Exercise description: Search the records below for the string "more" and copy each line where it turns up.

⟨

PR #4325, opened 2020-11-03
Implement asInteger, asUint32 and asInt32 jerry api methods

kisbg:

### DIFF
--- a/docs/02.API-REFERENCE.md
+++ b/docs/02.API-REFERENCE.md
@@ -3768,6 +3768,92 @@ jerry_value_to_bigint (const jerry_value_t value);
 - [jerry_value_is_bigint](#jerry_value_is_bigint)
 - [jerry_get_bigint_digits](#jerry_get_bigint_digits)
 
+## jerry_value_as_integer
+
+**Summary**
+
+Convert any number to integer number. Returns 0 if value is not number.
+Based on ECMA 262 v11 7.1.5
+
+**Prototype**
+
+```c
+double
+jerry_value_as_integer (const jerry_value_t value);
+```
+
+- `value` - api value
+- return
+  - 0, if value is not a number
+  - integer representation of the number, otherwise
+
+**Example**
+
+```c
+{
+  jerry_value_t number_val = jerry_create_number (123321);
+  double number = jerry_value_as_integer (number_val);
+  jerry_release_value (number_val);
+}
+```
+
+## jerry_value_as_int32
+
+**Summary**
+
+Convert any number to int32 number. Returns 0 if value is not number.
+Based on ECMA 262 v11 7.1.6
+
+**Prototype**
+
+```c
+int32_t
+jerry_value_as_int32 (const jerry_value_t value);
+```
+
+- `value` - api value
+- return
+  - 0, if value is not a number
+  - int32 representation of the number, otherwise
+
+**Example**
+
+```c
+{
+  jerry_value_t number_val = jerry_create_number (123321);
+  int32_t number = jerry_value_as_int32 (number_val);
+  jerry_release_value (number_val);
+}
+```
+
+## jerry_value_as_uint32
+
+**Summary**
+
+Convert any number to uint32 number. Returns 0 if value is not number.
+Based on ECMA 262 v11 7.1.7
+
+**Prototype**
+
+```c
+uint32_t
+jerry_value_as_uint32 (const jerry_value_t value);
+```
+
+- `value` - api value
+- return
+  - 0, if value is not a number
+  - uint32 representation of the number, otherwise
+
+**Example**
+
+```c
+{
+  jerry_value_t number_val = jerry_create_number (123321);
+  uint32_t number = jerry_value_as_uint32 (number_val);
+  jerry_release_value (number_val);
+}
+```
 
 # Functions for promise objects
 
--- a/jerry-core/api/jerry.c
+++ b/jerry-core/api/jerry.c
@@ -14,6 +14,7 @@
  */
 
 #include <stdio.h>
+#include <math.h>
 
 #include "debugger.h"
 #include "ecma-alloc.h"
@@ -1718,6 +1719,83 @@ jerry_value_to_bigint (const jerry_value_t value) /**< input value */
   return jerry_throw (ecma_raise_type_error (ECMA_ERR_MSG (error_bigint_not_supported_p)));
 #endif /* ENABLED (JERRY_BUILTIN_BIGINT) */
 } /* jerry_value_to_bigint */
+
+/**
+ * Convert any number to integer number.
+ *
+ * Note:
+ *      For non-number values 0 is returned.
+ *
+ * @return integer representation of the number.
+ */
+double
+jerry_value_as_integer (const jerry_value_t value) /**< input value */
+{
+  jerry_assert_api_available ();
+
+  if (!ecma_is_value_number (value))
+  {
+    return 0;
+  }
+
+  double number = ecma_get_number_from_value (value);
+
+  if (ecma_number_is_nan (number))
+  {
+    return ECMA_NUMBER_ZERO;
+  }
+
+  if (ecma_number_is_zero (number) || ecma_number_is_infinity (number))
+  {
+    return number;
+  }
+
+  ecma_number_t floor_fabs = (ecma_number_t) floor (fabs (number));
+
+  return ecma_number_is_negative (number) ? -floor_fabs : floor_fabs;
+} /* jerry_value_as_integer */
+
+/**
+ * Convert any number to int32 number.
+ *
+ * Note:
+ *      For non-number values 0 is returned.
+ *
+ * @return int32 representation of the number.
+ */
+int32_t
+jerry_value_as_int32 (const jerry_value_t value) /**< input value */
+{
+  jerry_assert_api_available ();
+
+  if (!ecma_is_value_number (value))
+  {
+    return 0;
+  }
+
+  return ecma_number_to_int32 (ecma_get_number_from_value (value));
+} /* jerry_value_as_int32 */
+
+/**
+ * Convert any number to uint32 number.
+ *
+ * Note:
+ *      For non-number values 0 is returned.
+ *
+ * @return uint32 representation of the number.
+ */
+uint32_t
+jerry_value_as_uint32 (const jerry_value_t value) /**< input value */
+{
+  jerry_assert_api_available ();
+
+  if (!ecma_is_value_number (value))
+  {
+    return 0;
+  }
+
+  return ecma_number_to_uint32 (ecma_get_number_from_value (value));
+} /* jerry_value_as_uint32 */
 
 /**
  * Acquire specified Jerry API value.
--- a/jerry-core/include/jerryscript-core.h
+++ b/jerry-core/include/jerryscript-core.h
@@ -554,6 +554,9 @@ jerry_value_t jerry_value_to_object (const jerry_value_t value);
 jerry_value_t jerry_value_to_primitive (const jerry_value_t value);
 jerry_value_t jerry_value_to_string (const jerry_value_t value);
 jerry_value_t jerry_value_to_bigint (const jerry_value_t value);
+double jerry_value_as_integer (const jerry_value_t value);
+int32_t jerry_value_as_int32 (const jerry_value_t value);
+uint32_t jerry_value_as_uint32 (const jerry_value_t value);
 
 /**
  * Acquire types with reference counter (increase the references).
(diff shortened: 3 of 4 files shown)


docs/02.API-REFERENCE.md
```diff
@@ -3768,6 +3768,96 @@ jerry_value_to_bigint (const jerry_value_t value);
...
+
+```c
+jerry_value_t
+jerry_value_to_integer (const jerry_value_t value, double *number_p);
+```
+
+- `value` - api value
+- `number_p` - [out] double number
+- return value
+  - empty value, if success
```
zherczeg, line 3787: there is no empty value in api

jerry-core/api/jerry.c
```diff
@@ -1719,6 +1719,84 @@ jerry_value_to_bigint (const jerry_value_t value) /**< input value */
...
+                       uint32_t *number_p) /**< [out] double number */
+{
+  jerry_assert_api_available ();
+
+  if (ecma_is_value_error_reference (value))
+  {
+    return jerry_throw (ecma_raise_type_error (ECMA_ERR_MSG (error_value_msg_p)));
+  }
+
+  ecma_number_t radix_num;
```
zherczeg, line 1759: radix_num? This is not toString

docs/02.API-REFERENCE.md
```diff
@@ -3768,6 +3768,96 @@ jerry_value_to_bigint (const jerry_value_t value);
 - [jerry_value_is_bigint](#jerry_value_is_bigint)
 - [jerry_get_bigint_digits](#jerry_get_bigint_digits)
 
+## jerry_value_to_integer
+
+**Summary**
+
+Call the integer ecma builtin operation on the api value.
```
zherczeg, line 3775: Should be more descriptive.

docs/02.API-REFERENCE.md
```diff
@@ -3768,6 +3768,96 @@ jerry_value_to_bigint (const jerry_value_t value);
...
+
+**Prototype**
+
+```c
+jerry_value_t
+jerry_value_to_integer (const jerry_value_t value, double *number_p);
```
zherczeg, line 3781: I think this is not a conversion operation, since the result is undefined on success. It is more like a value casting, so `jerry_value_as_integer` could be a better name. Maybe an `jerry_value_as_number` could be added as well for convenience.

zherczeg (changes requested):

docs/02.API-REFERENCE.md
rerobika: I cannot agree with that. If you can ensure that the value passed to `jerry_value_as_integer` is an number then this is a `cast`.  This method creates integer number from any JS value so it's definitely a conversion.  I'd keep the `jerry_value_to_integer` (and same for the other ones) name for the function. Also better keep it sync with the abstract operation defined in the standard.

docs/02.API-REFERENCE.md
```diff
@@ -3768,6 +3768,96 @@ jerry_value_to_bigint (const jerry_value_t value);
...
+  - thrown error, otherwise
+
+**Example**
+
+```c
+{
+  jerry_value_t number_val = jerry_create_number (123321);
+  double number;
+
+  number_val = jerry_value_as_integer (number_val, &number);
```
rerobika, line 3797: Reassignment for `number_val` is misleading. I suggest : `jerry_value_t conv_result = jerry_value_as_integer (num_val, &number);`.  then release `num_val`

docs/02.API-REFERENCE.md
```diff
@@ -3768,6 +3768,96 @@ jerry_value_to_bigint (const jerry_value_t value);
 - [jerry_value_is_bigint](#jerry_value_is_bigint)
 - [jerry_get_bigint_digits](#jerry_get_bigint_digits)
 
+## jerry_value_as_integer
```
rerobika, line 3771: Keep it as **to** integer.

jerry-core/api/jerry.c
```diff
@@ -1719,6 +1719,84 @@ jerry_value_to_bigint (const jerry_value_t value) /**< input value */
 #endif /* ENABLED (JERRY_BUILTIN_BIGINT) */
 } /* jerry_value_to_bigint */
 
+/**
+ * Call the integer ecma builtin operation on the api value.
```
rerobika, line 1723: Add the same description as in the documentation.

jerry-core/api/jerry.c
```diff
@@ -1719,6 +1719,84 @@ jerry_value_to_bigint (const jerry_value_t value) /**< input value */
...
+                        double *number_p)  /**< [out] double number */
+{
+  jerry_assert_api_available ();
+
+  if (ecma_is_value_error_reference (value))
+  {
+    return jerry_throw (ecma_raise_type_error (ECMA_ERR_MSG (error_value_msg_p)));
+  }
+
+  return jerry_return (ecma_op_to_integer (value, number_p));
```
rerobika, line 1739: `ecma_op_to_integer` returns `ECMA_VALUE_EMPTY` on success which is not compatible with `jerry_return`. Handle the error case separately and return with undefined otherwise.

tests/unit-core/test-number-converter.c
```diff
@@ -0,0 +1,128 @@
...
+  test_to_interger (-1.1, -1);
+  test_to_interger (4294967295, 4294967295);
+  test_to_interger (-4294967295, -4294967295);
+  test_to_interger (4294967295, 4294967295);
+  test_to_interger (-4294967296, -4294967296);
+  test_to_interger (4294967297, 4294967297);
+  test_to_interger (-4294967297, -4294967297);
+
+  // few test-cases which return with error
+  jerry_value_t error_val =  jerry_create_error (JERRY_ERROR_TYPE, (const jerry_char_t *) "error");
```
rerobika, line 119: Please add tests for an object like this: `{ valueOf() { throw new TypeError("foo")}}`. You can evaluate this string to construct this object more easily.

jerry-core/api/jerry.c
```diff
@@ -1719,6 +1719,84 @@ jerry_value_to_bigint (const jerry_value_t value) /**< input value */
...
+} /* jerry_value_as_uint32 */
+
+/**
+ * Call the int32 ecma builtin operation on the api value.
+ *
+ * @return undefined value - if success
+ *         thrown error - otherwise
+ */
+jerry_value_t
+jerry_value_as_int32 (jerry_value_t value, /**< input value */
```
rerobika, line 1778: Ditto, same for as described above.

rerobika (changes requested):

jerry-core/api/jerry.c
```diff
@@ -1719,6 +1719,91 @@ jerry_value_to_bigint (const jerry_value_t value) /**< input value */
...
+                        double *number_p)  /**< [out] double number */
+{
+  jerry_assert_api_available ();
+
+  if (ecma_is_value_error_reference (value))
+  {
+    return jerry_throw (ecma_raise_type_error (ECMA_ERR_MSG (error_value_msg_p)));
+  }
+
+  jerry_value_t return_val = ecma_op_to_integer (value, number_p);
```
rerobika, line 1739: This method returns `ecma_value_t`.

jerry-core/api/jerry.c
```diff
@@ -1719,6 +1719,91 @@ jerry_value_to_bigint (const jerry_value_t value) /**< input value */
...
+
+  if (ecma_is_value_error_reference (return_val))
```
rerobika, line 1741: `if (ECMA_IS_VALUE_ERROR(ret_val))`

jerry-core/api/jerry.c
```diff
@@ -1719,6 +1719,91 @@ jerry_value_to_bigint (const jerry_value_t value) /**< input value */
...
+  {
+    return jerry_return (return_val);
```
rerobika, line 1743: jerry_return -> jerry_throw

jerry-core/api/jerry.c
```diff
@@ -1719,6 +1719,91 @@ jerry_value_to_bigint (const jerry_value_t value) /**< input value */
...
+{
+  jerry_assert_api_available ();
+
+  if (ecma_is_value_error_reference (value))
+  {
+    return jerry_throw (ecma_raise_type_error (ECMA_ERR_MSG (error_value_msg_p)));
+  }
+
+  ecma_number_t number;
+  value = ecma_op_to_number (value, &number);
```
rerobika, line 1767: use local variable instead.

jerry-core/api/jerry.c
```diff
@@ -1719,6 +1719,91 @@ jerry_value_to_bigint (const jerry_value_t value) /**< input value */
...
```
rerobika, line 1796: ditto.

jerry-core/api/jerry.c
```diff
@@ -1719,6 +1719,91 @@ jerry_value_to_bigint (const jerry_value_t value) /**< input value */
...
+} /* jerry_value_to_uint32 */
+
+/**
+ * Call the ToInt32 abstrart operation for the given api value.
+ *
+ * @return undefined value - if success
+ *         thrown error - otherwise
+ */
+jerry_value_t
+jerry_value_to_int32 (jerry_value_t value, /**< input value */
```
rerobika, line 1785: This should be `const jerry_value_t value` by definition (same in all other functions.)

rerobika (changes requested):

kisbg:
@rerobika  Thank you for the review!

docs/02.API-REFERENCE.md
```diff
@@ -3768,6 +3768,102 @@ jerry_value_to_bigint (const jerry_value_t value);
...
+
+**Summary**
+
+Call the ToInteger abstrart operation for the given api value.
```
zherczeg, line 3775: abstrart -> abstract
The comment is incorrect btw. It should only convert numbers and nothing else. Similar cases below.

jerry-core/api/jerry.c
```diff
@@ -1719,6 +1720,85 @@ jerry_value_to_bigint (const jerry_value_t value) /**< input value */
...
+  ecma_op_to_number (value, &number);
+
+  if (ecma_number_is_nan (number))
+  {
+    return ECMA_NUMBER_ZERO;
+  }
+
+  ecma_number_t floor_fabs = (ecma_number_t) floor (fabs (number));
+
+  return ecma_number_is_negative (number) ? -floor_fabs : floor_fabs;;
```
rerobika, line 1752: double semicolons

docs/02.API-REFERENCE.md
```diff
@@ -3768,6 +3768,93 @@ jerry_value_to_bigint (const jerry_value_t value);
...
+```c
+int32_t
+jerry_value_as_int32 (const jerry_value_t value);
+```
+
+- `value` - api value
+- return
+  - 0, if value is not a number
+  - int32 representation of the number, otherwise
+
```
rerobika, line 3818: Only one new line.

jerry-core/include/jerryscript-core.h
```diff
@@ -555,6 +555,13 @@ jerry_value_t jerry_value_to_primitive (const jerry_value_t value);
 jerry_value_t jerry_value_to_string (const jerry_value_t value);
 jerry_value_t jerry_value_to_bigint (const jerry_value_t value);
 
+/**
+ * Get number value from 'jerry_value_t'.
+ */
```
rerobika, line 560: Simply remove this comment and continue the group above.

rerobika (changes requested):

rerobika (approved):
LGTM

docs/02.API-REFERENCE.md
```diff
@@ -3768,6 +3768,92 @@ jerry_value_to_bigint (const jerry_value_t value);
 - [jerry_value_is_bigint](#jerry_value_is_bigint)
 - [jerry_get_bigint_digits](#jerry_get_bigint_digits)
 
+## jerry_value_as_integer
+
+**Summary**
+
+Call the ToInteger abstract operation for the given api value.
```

⟩

Exercise response:
zherczeg, line 3775: Should be more descriptive.
zherczeg, line 3781: I think this is not a conversion operation, since the result is undefined on success. It is more like a value casting, so `jerry_value_as_integer` could be a better name. Maybe an `jerry_value_as_number` could be added as well for convenience.
rerobika, line 119: Please add tests for an object like this: `{ valueOf() { throw new TypeError("foo")}}`. You can evaluate this string to construct this object more easily.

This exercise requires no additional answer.